Rifda seperti artis. Dia disambut banyak orang. Beberapa diaspora dan mahasiswi bahkan meminta foto bersama. Pesenam pertama Indonesia yang lolos Olimpiade itu menyambut dengan tangan terbuka. Tidak lupa, dia memperlihatkan gawai baru dari panitia penyelenggara Olimpiade yang dihadiahkan untuk semua atlet.
Situasi Rumah Garuda yang terletak sekitar area Saint-Denis, pada Rabu (24/7/2024). Rumah itu disediakan untuk tempat berkumpul para kontingen Indonesia.
Di teras, para pemangku kepentingan turut bercengkerama. Ada Ketua Kontingen Indonesia Anindya Bakrie, Ketua Umum Komite Olimpiade Indonesia Raja Sapta Oktohari, dan Duta Besar Indonesia untuk Perancis Mohamad Oemar. Mereka berkumpul seusai acara doa bersama, membahas tentang persiapan kontingen.
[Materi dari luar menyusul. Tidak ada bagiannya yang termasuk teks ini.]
PR #1863, opened 2020-09-09
Fix rubocop performance cop issue #trivial

lagoan:
This small change fixed the rubocop problem introduced when merging PR #1827 

## Context

PR #1827 introduced a problem with cop [Performance/CollectionLiteralInLoop](https://docs.rubocop.org/rubocop-performance/cops_performance.html#performancecollectionliteralinloop)

## What's New

Small change replacing an array with literals with a local variable.

### DIFF
--- a/app/models/jupiter_core/solr_services/deferred_faceted_solr_query.rb
+++ b/app/models/jupiter_core/solr_services/deferred_faceted_solr_query.rb
@@ -41,6 +41,7 @@ class JupiterCore::SolrServices::DeferredFacetedSolrQuery
 
     criteria[:sort] = []
     criteria[:sort_order] = []
+    possible_sort_orders = %i[asc desc]
 
     attributes.each_with_index do |attr, idx|
       next if attr.blank?
@@ -68,7 +69,7 @@ class JupiterCore::SolrServices::DeferredFacetedSolrQuery
                                  # When sorting by score it only makes sense to use :desc order from the user
                                  # perspective so we ignore the order if one is given.
                                  :desc
-                               elsif order.present? && [:asc, :desc].include?(order)
+                               elsif order.present? && possible_sort_orders.include?(order)
                                  order
                                else
                                  # We could not find the order so we switch to default sort direction
--- a/app/models/jupiter_core/solr_services/deferred_faceted_solr_query.rb
+++ b/app/models/jupiter_core/solr_services/deferred_faceted_solr_query.rb
@@ -4,6 +4,10 @@ class JupiterCore::SolrServices::DeferredFacetedSolrQuery
   include Kaminari::PageScopeMethods
   include Kaminari::ConfigurationMethods::ClassMethods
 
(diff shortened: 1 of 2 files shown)


app/models/jupiter_core/solr_services/deferred_faceted_solr_query.rb
```diff
@@ -41,6 +41,7 @@ def sort(attributes, orders = nil)
 
     criteria[:sort] = []
     criteria[:sort_order] = []
+    possible_sort_orders = %i[asc desc]
```
murny, line 44: Minor but think we prefer `[:asc, :desc]` over the percent versions `%i[asc desc]`, but Matt can confirm that.

I suppose maybe instead of turning these off, we should explicit say we want the other version (might be a reason why we did this though):

https://github.com/ualbertalib/jupiter/blob/integration_postmigration/.rubocop.yml#L154-L162

lagoan: You are right in that it is more consistent with the rest of the code base.

mbarnett: Yeah, I like `[:asc, :desc]` better myself, and I agree with Shane that we might need to tell Rubocop we explicitly want that approach vs `%i`. One of my many complaints about rubocop is that it tends to want you to use obscure corner-case syntax like `%i` that just tends to confuse people because of how rarely it comes up...

app/models/jupiter_core/solr_services/deferred_faceted_solr_query.rb
```diff
@@ -41,6 +41,7 @@ def sort(attributes, orders = nil)
 
     criteria[:sort] = []
     criteria[:sort_order] = []
+    possible_sort_orders = [:asc, :desc]
```
murny, line 44: Another nitpick, is we are defining this way up here (outside of the for loop). So we defining and allocating this way up here but a good chance we may never use it. Since where its being actually used is nested in a ton of conditional logic.

Might be better to move this where we are using it?

murny: I guess you could argue then that we are creating this variable on each iteration. So nevermind, let's leave it as is 👍

murny (approved):
LGTM 👍

app/models/jupiter_core/solr_services/deferred_faceted_solr_query.rb
mbarnett: While we're micro-optimizing – I think rather than move it closer like Shane's suggesting I'd do the opposite – since there's only ever going to be two sort orders there's no reason for this to be mutable at all, so you could just declare it as a constant at the start of the class, and only ever do the allocation once globally.

mbarnett (approved):

murny (approved):

PR #1865, opened 2020-09-09
Enable Skylight on Staging

mbarnett:
## Context

We definitely have some asset-related performance issues on Staging, and need to do some profiling to see what's up.

## What's New

Enable Skylight in the staging Rails environment. Also removes "UAT" as an enabled environment, since we were never actually giving it the skylight tokens on UAT, and the performance measures are less likely to be representative.


murny (approved):
:shipit:

mbarnett:
Shouting Rubocop! at the sky and shaking my fist

murny (approved):
gif

PR #1875, opened 2020-09-15
add read only mode

ConnorSheremeta:
#1838

almost the same as #1862 but in master instead of integration_postmigration. No system user in this branch so I assumed it by email (the user with that email becomes a system user in a later migration.)

### DIFF
--- a/app/controllers/application_controller.rb
+++ b/app/controllers/application_controller.rb
@@ -7,7 +7,7 @@ class ApplicationController < ActionController::Base
 
   protect_from_forgery with: :exception
 
-  helper_method :current_announcements, :current_user
+  helper_method :current_announcements, :current_user, :read_only_mode_enabled?, :read_only_mode_disabled?
 
   rescue_from Pundit::NotAuthorizedError, with: :user_not_authorized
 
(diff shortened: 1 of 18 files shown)


app/controllers/application_controller.rb
```diff
@@ -107,4 +111,14 @@ def current_announcements
     Announcement.current
   end
 
+  def read_only_mode_enabled?
+    Rails.cache.fetch('read_only_mode.first.enabled', expires_in: 1.minute) do
+      ReadOnlyMode.first.enabled
+    end
+  end
+
+  def read_only_mode_disabled?
```
mbarnett, line 120: Really tiny niggle, but I found the view below with the conditional login link a bit confusing at first, I think because this method name forces the check to be phrased in terms of a negative, eg) `elsif read_only_mode_disabled? `.

Maybe the methods should be both phrased in the positive, eg) `read_only_mode_enabled?` and `logins_enabled?` as its opposite, so that the views can read more like `elsif logins_enabled? <render login link>`

mbarnett (commented):
Looks really good other than I would maybe tweak the one method name for readability.

mbarnett (approved):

Kisah dari berbagai sisi itu terekam di Rumah Garuda. Rumah seluas kira-kira 300 meter persegi dengan arsitektur khas Eropa itu merupakan markas kontingen Indonesia. Rumah disewa selama sebulan lebih untuk menjadi tempat koordinasi, berkumpul, hingga membantu penanganan cedera atlet.
Rumah terdiri dari tiga lantai. Di lantai dua dan tiga, tamu yang belum menyewa hotel bisa menginap, seperti yang dijalani para wartawan. Rumah itu membuat para warga Indonesia seperti berada di Tanah Air untuk sesaat. Mereka semua lupa sedang di Paris. Dari Rumah Garuda pun, asa Indonesia untuk terbang tinggi bermekaran.